The Appellants, represented by Fieldfisher, challenged this decision in so far as it required providing information on an extended one-generation reproductive toxicity study ("EOGRTS") in rats (oral route) and a soil simulation test.
Arguments
The Appellants submitted that the Agency failed to fulfil the conditions for imposing further information requirements under Article 46 of the REACH Regulation and failed to provide an adequate statement of reasons, in particular regarding the potential risk perceived by the Agency. In addition, the Appellants claimed that the Agency failed to provide information or explanations on how the information required in the Contested Decision would lead to an improvement of the risk management measures in place.
Moreover, the Appellants claimed that the requirement to conduct an EOGRTS was based on an error of assessment, and there was insufficient weight-of-evidence to justify the request for information. In their view, whilst two high quality and reliable studies showed either no adverse effects or reversible effects, the Agency chose to rely on four old studies of poor or unreliable quality to support its finding of the possibility of adverse effects.
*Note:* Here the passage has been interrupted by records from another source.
PR #1157, opened 2023-12-25
I wrote something lol

vEnhance:


Zamiell:
i fleshed this out a bit and changed the overall structure somewhat, do you want to review my edits?

Zamiell:
agree

Zamiell:
updated now

EhDrone:
> > i fleshed this out a bit and changed the overall structure somewhat, do you want to review my edits?
> 
> I think looks OK to me, and a lot more developed. (The story about BGA players moving to Keldon Jones website is actually new to me, I didn't know that part of the history.)
> 
> I personally think it might not be good to call out smallman in particular. I think a lot of people who read this essay might be people who are not members of the H-Group (e.g. prospective members) and I think it could be a turn-off for people if their first impression of the H-Group was that we don't tolerate a certain playstyle from a specific player.

Was going to say something similar. I'll take a pass at the latest edit today and maybe make some updates or add something myself

PR #1162, opened 2024-01-09
Update pink/light-pink/omni fives

gw12346:
Motivated by debate in a post-game analysis (https://hanab.live/shared-replay/1092514#1) to clarify play clues on fives.


Zamiell:
see my edits.

accepting this pr depends on the resolution of #1164

gw12346:
Full support for your edits, especially for removing the boilerplate "this section applies only to ... fives".

Zamiell:
> Do we need to split the pink/light-pink/omni fives section into two then?

@gw12346 do you want to take care of that in a follow-up PR?

PR #1166, opened 2024-01-14
Added python command requirement

Aznkad:
I added a check that the `python` command does exist in the `install.sh` script, since one can only have the `python3` command installed.

### DIFF
--- a/install.sh
+++ b/install.sh
@@ -29,8 +29,13 @@ echo "Complete."
 
 echo "Installing Python dependencies..."
 cd "$DIR/image-generator"
-if command -v "pip3" > /dev/null; then
-  pip3 install -r requirements.txt
+
+# Check that `pip3` and `python` commands are present
+if (command -v "pip3" > /dev/null; command -v "python" > /dev/null) then
+   pip3 install -r requirements.txt
+elif command -v "python3" > /dev/null; then
+  echo "Error: Your Python program appears to be assocaited with the \"python3\" command. The \"python\" command is required for this website."
+  exit 1
 elif command -v "pip" > /dev/null; then
   # Check to make sure that pip is for Python 3, not Python 2
   if [[ ! $(pip3 --version | sed -n 's/^.*(python \(.\).*/\1/p' | grep 3) ]]; then


Zamiell:
i dont think this check does anything because pip3 implies python3

Aznkad:
The first condition can fail either if the python command does not exist or the pip3 command. in the first case I think this is helpful to detect whether, though python is not here, python3 is here or not

Zamiell:
it looks like you are using a semicolon as an `and` operator, is that intentional?

Zamiell:
also this fails ci, make sure your prs pass ci before submitting

Aznkad:
I'm sorry i'm not used to CI, how can I check if i pass them ?

Zamiell:
run lint.mts

Aznkad:
looks like the last commit passes ci

Zamiell:
i think the current PR is bugged because the script would fail if they had `python3` + `pip3`, right?

Aznkad:
Yes it'd fail because if they only have python3 they should install python. the other solution is to replace every occurrence of `python` in the code with a check of which python's command is installed

Zamiell:
> the other solution is to replace every occurrence of python in the code with a check of which python's command is installed

it is already like that right?

Aznkad:
The last time i checked it was not the case, for instance line 46 in `/image-generator/index.js`

Zamiell:
should be fixed in this commit: https://github.com/hanabi/hanabi.github.io/commit/e31ee4f41cc2d4632714d72839ed60e79b108295

anywhere else?

Aznkad:
should be sufficient, i will try on my machine

Aznkad:
did you push ?

Zamiell:
push?

Aznkad:
it might be a git-skill issue but i cannot git pull the change to test on my machine

Zamiell:
why not

Aznkad:
"already up to date"

Zamiell:
probably because you are pulling from your branch instead of the main repository

Zamiell:
when you fork the repo, it stays forever at that point in time, it is your responsibility for keeping your fork up to date with the upstream

Aznkad:
seems to be working! i'll close the pr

The Appellants further argued that the Contested Decision should be partially annulled also in relation to the Agency's request to conduct a soil simulation study with use of strong extraction techniques, detection of degraded metabolites at 0.1% w/w and parallel testing at different temperatures (20 °C and 12 °C).
Ruling
As regards the requirement to conduct an EOGRTS, the Board of Appeal took the view of the Appellants that the Agency had made no evaluation whatsoever of whether the available information showed 'serious concerns about the potential for adverse effects on fertility or development' within the meaning of Column 2 of Section 8.7.1. of Annex VIII of the REACH Regulation.
According to the Board of Appeal, the rights of the registrants were adversely affected by the Agency's failure to assess whether there were 'serious concerns about the potential for adverse effects on fertility or development' and therefore whether the EOGRTS was an information requirement for some or all registrants, some of which registered the substance at a lower tonnage band.
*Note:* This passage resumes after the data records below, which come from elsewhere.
PR #1167, opened 2024-01-15
Added self-bluffs

Aznkad:
By playing with some people I found out *Self-Bluffs* were a thing : they are mentioned for instance in `extras/special-bluffs.mdx`. Since _Self-Finesses_ have their own dedicated section in the level 2, i guessed _Self-Bluffs_ deserved their own too, hence I wrote one. 
I did not invent an example, I took the one from `extras/special-bluffs.mdx`.


Zamiell:
self color bluff is different than self bluff, and doesn't belong at level 11. i will edit your pr

Zamiell:
thanks

PR #1168, opened 2024-01-17
Clarifications in Level 16

Aznkad:
List of changes:
- Proposal of clarifications on the example with an _Out-Of-Order Finesse_, since this only appears at level 21 and can be confusing for new players
- Changed a _6_ to a _5_ after the list of authorized duplications
- Added the mention of the _Layered-Finesse_ to the list of finesses allowing duplications. This is because the example originally said that Alice expected a _double-finesse_, however given that the clue is a color clue and there are only 3 players this would be nonsensical. I also modified that.


Zamiell:
> Added the mention of the Layered-Finesse to the list of finesses allowing duplications. This is because the example originally said that Alice expected a double-finesse, however given that the clue is a color clue and there are only 3 players this would be nonsensical. I also modified that.

it is a double finesse though, a layered finesse is something else

Aznkad:
my bad, i thought that as soon as the cards were stacked in the same person's hand it was a layered

Zamiell:
no, layered means something of a different suit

The Board of Appeal further noted that, as the Agency did not carry out an assessment of which registrants would be required to provide the EOGRTS, it is not known which of the registrants should pay a share of the costs relating to the performance of that test. As the Agency failed to assess all the relevant factors and circumstances of this case, the Board of Appeal followed the Appellants' claim and annulled the requirement to perform an EOGRTS.
As regards the requirement to provide information on the soil simulation test, however, the Board of Appeal dismissed the appeal with the exception of the requirement to use 20 °C during the test for the identification of potential metabolites which is annulled. Indeed, the kinetic and metabolite identification parts of the soil simulation testing should both be performed at 12 °C. The Board of Appeal set the new deadline for submitting the information on soil simulation testing on 4 January 2021.